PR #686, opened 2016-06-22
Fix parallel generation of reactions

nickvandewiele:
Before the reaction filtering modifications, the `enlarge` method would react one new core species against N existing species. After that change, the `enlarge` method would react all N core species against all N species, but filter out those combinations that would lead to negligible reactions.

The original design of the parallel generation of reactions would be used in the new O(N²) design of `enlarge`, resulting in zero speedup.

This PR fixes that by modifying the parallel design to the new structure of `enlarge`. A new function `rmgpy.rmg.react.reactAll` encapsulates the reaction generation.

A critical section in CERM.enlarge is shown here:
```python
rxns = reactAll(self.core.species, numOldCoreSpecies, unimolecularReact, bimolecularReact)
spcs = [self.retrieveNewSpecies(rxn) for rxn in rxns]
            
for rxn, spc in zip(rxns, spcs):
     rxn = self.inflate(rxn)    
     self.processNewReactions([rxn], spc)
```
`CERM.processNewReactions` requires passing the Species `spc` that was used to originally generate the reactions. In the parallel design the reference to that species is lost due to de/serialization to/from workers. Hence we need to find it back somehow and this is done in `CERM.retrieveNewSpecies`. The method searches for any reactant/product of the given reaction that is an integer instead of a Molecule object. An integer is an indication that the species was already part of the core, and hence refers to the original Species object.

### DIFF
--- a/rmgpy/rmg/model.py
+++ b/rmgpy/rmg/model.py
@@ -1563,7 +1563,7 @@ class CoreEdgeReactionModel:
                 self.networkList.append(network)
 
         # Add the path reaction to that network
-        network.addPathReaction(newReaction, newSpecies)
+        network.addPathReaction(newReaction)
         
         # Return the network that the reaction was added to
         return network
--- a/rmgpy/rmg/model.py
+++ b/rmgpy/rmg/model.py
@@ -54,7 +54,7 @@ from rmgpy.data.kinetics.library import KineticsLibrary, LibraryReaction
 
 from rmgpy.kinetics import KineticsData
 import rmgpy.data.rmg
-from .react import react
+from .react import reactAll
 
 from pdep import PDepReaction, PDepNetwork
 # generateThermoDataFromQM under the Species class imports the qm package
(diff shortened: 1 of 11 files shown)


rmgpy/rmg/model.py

ASSIGNED TASK
When the word "would" shows up in a line of the entries, report that line.

EXPECTED OUTPUT
Before the reaction filtering modifications, the `enlarge` method would react one new core species against N existing species. After that change, the `enlarge` method would react all N core species against all N species, but filter out those combinations that would lead to negligible reactions.
The original design of the parallel generation of reactions would be used in the new O(N²) design of `enlarge`, resulting in zero speedup.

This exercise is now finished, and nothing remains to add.